Orthogonal manifold¶

📚 This page contains original research. To cite the Modula docs, here’s some BibTeX:

@misc{modula-docs,
   author  = {Jeremy Bernstein},
   title   = {The Modula Docs},
   url     = {https://docs.modula.systems/},
   year    = 2025
}

On this page, we will work out an algorithm for performing gradient descent on the manifold of orthogonal matrices while taking steps that are steepest under the spectral norm. The algorithm will solve for the matrix of unit spectral norm that maximizes the linearized improvement in loss while lying tangent to the manifold. The “retraction map”—which sends the update from the tangent space back to the manifold—involves a few extra matrix multiplications.

Steepest descent on the orthogonal manifold¶

Consider a square weight matrix \(W\in\mathbb{R}^{n \times n}\) that is orthogonal, meaning that \(W^\top W = I_n\). Suppose that the “gradient matrix” \(G\in\mathbb{R}^{n\times n}\) is the derivative of some loss function evaluated at \(W\). Given step size \(\eta > 0\), we claim that the following weight update is steepest under the spectral norm while staying on the orthogonal manifold. First, we take the matrix sign of the skew part of \(W^\top G\):

\[X = \operatorname{msign}[W^\top G - G^\top W],\]

where the matrix sign \(\mathrm{msign}\) of a matrix \(M\) returns the matrix with the same singular vectors as \(M\) but all positive singular values are set to one. And then we make the update:

\[W \mapsto W \cdot (I_n - \eta X) \cdot \left(I_n - X^TX + \frac{X^TX}{\sqrt{1+\eta^2}}\right).\]

The final bracket constitutes the “retraction map”, which snaps the updated weights back to the manifold. Curiously, the update can be written in a purely multiplicative form.

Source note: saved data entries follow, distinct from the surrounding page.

PR #137, opened 2022-01-11
Add undecidability of FOL problems over binary signature and small logical fragment

JoJoDeveloping:
Validity, provability, finite satisfiability and other problems in first-order logic are undecidable as soon as the there is a single binary predicate in the signature.

This has already mostly been mechanized in this library, using different approaches, see [here for a mechanization based on modeling ZF in FOL](https://www.ps.uni-saarland.de/Publications/details/KirstHermes:2021:Synthetic.html) or [here for finite satisfiability by signature compression](https://www.ps.uni-saarland.de/Publications/details/KirstLarchey-Wendling:2020:Trakhtenbrot.html).

We propose new proof of the undecidability of
* validity
* Kripke validity
* satisfiability (†)
* Kripke satisfiability (†)
* provability
* classical provability (assuming XM)
* finite satisfiability (†)
* finite validity (†¹)

by reducing from a variant of Diophantine constraints. This allows us to show that all of these problems are undecidable in the minimal (i.e. single binary predicate) signature and in a minimal logical fragment, consisting of just forall quantifiers, implication, and sometimes negation (for problems marked with †).

This is joint work with @dominik-kirst and @mrhaandi.

1) negation should not be necessary, but we unfortunately could not remove it in our reduction.


theories/DiophantineConstraints/H10C_undec.v
```diff
@@ -48,3 +62,37 @@ Proof.
...
   exact H10SQC_SAT_to_H10UC_SAT.reduction.
 Qed.
+
+Theorem H10UPC_SAT_undec : undecidable H10UPC_SAT.
+Proof.
+  apply (undecidability_from_reducibility H10UC_SAT_undec).
+  exact H10UC_SAT_to_H10UPC_SAT.reduction.
+Qed.
+
+Theorem H10UPC_SAT_compl_undec : undecidable (complement H10UPC_SAT).
```
yforster, line 72: This is strange. Can't you use something like `H10C_SAT_undec` rather than copying the proof for the whole chain?

theories/FOL/Reductions/H10UPC_to_FOL_minimal.v
```diff
@@ -0,0 +1,1036 @@
...
+    end.
+
+  Lemma sig_is_minimal : minimalSignature sig_empty sig_binary.
+  Proof.
+  split.
+  * intros [].
+  * now exists tt.
+  Qed.
+
+  Definition reductionToMinimal (f:falsity_flag) {X:Type} (H:X -> Prop) (P:@form sig_empty sig_binary frag_operators f -> Prop) :=
```
yforster, line 986: [nonblocking] What's the point of having this notation? Wouldn't `H ⪯ @valid sig_empty sig_binary frag_operators falsity_off` be more transparent?

theories/DiophantineConstraints/H10C_undec.v
yforster: That would especially require less `Import`s.

DmxLarchey:
@JoJoDeveloping does it also work with a single binary function symbol and a unary predicate symbol ?

theories/DiophantineConstraints/H10C_undec.v
JoJoDeveloping: Yes, this could be made less hacky by adding a `compl_undec` Lemma for each intermediary problem in this reduction chain.
Shall I do this?

Directly using `H10C_SAT_undec` does not work as `undecidable P -> undecidable (complement P)` does not hold.

JoJoDeveloping:
> does it also work with a single binary function symbol and a unary predicate symbol ?

I conjecture it should work without major reworks, but we have not mechanized it.

theories/DiophantineConstraints/H10C_undec.v
yforster: Oh, I see! In the future we might want to rewrite theorems to talk about the complement. Since your result is the first result relying on the weaker def of undecidability I think it is okay to go with the long proof as is without changing anything

yforster (approved):

theories/FOL/Reductions/H10UPC_to_FOL_minimal.v
JoJoDeveloping: Yes, it would be.

dominik-kirst (approved):

mrhaandi (approved):

PR #139, opened 2022-02-04
Faster vos & no Equations

mrhaandi:
This PR improves maintainability in two ways.
- more rigorous `Set Default Proof Using "Type".` when using sections 
  - faster `vos` compilation
- no explicit use of `Equations` package
  - more controlled `intuition` which uses `auto with *` and behaves differently when `Equations` is present somewhere
  - most of the code compiles without dependencies (only `TM` and `L` use `smpl` and `MetaCoq`)
  - arguably easier to port to new Coq versions
  - most uses of `depelim` were just `Vector.caseS` lemma applications anyway


DmxLarchey (approved):
I did not review every files changed but most of them. I let the biggest to those concerned by the changes. 

I agree with decreasing the degree of dependencies. 

May be we should formalize some guidelines for writing code, not mandatory ones, but recommendations. About avoidable dependencies, about inversions or dependent eliminations, especially wrt stability of the code. See my upcoming comment about those.

DmxLarchey:
First a general remark here. I don't question our very liberal policy about coding style designed to favor of contributions from outsiders. But I do not see any disadvantage about discussing or perhaps publishing a file with code guidelines or tips that everyone could possibly contribute to.  

Concerning `ìnversion` or `depelim`, I usually try to encapsulate their use in tailored lemmas or even better, `Tactic Notations`. See for instance `invert pos`or `vec split` in the libraries [`pos.v`](https://github.com/uds-psl/coq-library-undecidability/blob/coq-8.15/theories/Shared/Libs/DLW/Vec/pos.v) and [`vec.v`](https://github.com/uds-psl/coq-library-undecidability/blob/coq-8.15/theories/Shared/Libs/DLW/Vec/vec.v).

The reason is that these general inversion tactics while somewhat powerful, generate names in some uncontrollable way (see below). Ideally, I would just use them to write tailored inversion lemmas and nowhere else. So if they break, this happens just at one single point, and in a _context so small that there is an obvious fix_, even for someone that did not write the code in the first place. Also, if you write a general inversion lemma, you might not even need `inversion` at all. It is a combination of `induction` and `match`. Interesting exercise to understand how inversion works.

Some problems that appear when using eg `inversion`. If a name introduced implicitly by `inversion` is used afterwards, the proof script might break:
- if the tactic is updated and the code does not generate the same name; 
- or if the code before is updated and request another name introduced by `inversion` which displaces all the other names;
- also such updates might request new names that become unavailable after their invocation and the code following might break for that reason, eg  `inversion H .... intro H1` where `inversion H` requests `H1` because `H0`has been newly requested by code before.

yforster:
Just a very quick remark: the inversion tactic allows patterns! I didn't know that for a long time, but it's very useful. (unfortunately, this is not yet true for depelim)

DmxLarchey:
> Just a very quick remark: the inversion tactic allows patterns! I didn't know that for a long time, but it's very useful. (unfortunately, this is not yet true for depelim)

I know but the last time I checked, these patterns did not work !! ie the name you put in do not cover all those introduced and also, how do you know what is introduced by inversion if you have a complicated identity for instance.

mrhaandi:
I added more notes to the Wiki https://github.com/uds-psl/coq-library-undecidability/wiki/Structure-Guidelines.
Maybe a more rigorous contribution guidelines are in order.
By the way, in the last years I (almost?) never used `inversion`, but wrote custom inversion lemmas (which is common for `ssreflect`-style proofs).

Maybe one could also localize even further the use of `MetaCoq` and `smpl` to have a more streamlined update process between Coq versions.

yforster:
I read through this discussion again, but I feel I'm missing something so I don't understand the pretense of it.

Do we have a maintainability problem? Sure, maintainability can always be improved a little. But is there an actual problem and we need to devise a plan? The only past problems I am aware of are related to breaking changes in Coq, and we could around the maintainability issues related to that by just adding the library to Coq's CI, which was suggested multiple times to us.

Do we have a problem with dependencies? I'm aware that the slow release cycle of MetaCoq is problematic, and I hope to fix that soon. But apart from that, is there a problem e.g. with Equations?

Do we have a problem with unstructured/problematic/unmaintainable contributions? (We have literally 0 external contributors.) To me, the only contribution guideline we should ever have is "Please contribute your results to our library, we are extremely glad about every contribution from everybody."

mrhaandi:
In Dortmund I had now several internal talks about the library and got asked maintainability and software engineering related questions.
We currently little by little are ironing out potential maintainability hurdles (as does this PR, which addresses points I personally had trouble in the past). I like the wiki change pointing out "Other suggestions" as suggestions (not mandatory). So we do not have a maintainability problem with the current state of the library, and should welcome contributions not strictly abiding all the design guidelines. We currently have (on @dominik-kirst todo list) some FOL business which grew organically.
The other slight "offender" is `MuRec` which I had hard time understanding the somewhat scattered definitions (and the `_andrej` files).

DmxLarchey:
Dear @yforster and @mrhaandi,

This is not exactly on spot but I would like to react to the dependency issues that mutate very easily into _access issues_. We do not install the library so often so we may not pay attention to those issues but they are _real_ and they will almost certainly discourage trials by outsiders, or give reviewers a very bad first impression: they do not want to spend one day figuring out what is wrong with dependencies. And this is not only theoretical, we did witness this in several reviews for different papers.

Right now, __all__ _the installation procedures_ documented on the `coq-8.15` _default_ branch _fail_.

Several issues show up that I was able to find _only_ by digging into the `CI` configuration file `.github/workflows/build.yml`:

- `coq-library-undecidability.1.0.1+8.15` was not released, only `1.0.0+8.12` shows up. This is _pointed out_, but it does not help at solving the issue. If not available for `8.15` (but the same hold for `8.13+`), maybe we should not be put the _release install method_ upfront;
- `coq-8.15+rc1` is required but this is only available after `opam repo add coq-core-dev https://coq.inria.fr/opam/core-dev` is installed, which is not documented. Again this comes from the `CI` file;
- the `opam pin add` commands are not up to date so that `opam install . --deps-only` is unable to resolve dependencies. And the error message will not help in any way. Digging through the issue, I found that `opam pin add -n -y -k git coq-metacoq-template.dev+8.15 "https://github.com/MetaCoq/metacoq.git#3d83286"` was missing and is critical.

So yes, dependencies are a major cause of concern for a smooth access to the library for external users. I have the impression that the _default_ version of the library depend on non-stable libraries, or even non-stable Coq versions. 

It is good to have the `CI` but if it is not in sync with the documentation and contains some therefore hidden hacks, _it fails to check that the documented procedures work_.

DmxLarchey:
> The other slight "offender" is `MuRec` which I had hard time understanding the somewhat scattered definitions (and the `_andrej` files).

Hi @mrhaandi, what was your issue with `MuRec`? The dependencies with the `vec` and `pos` libraries? Notice that `vec` is now synonymous to `Vector.t` and `pos` to `Fin.y`. We could downgrade to non-dependent representation for µ-recursive algos but then, it would not be that natural and many edge-cases would show up in proofs.

mrhaandi:
> Hi @mrhaandi, what was your issue with `MuRec`? The dependencies with the `vec` and `pos` libraries? Notice that `vec` is now synonymous to `Vector.t` and `pos` to `Fin.y`. We could downgrade to non-dependent representation for µ-recursive algos but then, it would not be that natural and many edge-cases would show up in proofs.

About `MuRec` (`vec` etc. dependencies are fine)
1) Many files are on top-level (meaning all of them are most important?)
2) To understand `RA_UNIV_HALT.v` one needs to read through `recalg`, `rauniv`, `rauniv_andrej` (400 lines each). This goes against minimal, self-contained definitions. Minimal, self-contained definitions are handy for clarity and maintenance. For example, if some proof in `rauniv_andrej` breaks the definition in `RA_UNIV_HALT.v` is not compiled. 
3) I understand why some files are called `_andrej`, something more principled would be clearer. Or, why the more compilated construction still exists (as it is more cumbersome and provides no additional insight).

yforster:
> Dear @yforster and @mrhaandi,
> 
> This is not exactly on spot but I would like to react to the dependency issues that mutate very easily into _access issues_. 

Thank you for the summary. As I mentioned, we currently have the issue that MetaCoq has no released up-to-date `opam` packages. 

Just so I understand correctly: What we are currently missing is just the `opam repo add coq-core-dev https://coq.inria.fr/opam/core-dev` command? As you say, `opam pin add -n -y -k git coq-metacoq-template.dev+8.15 "https://github.com/MetaCoq/metacoq.git#3d83286"` is critical, but this is mentioned in the instructions.

DmxLarchey:
@yforster 

My mistake, in fact this `metacoq`

```
opam pin add -n -y -k git coq-metacoq-template.dev+8.15 "https://github.com/MetaCoq/metacoq.git#3d83286"
```

does _not_ work, it should be replaced with `template-coq`

```
opam pin add -n -y -k git coq-metacoq-template.dev+8.15 "https://github.com/yforster/template-coq.git#dad61c22c3"
```

which I got from the `CI` file. Is this your personal fork of Metacoq ?

DmxLarchey:
The structure in `MuRec` has to be improved I agree. I will put this on my TODO list but I am busy with other things right now.

> 2. To understand `RA_UNIV_HALT.v` one needs to read through `recalg`, `rauniv`, `rauniv_andrej` (400 lines each). This goes against minimal, self-contained definitions. Minimal, self-contained definitions are handy for clarity and maintenance. For example, if some proof in `rauniv_andrej` breaks the definition in `RA_UNIV_HALT.v` is not compiled.

Ok I see. I do not think there is solution to that: there is no easy and self-contained way to describe a universal machine in extension, at least that I know of. Their are indeed two with measured size is around 10k each. One of the µ-rec `ra_univ` solves elementary Diophantine constraints, the other one `ra_univ_andrej` solve the uniformized version (possibly shorter that you proposed). The given file `RA_UNIV_HALT.v` has to load these algorithms one way or another, because the problem to solve is: does this _fixed_ particular µ-rec halt on a given natural number as input. 

> 3. I understand why some files are called `_andrej`, something more principled would be clearer. Or, why the more compilated construction still exists (as it is more cumbersome and provides no additional insight).

Indeed we could clear out or deprecate one of the constructions into a sub-dir. There is no point having two except for those who would like to study how it is precisely implemented. Add to the TODO as well.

Non-Riemannian manifold methods¶

One reason this algorithm is interesting is that it is an example of a manifold optimization algorithm that is non-Riemannian. A Riemmanian manifold is a manifold equipped with a structure called a Riemannian metric, which is an inner product defined at each point on the manifold. The inner product provides a way to measure distance and construct geometry-aware optimization algorithms. There has been a lot of research into Riemannian optimization methods. Some examples in a machine learning context are:

However, there has seemingly been much less research into optimization algorithms on manifolds equipped with non-Riemannian structures. For instance, a matrix manifold equipped with the spectral norm at every point is non-Riemannian since the spectral norm does not emerge from an inner product. But we believe these kinds of non-Riemannian geometries are very important in deep learning.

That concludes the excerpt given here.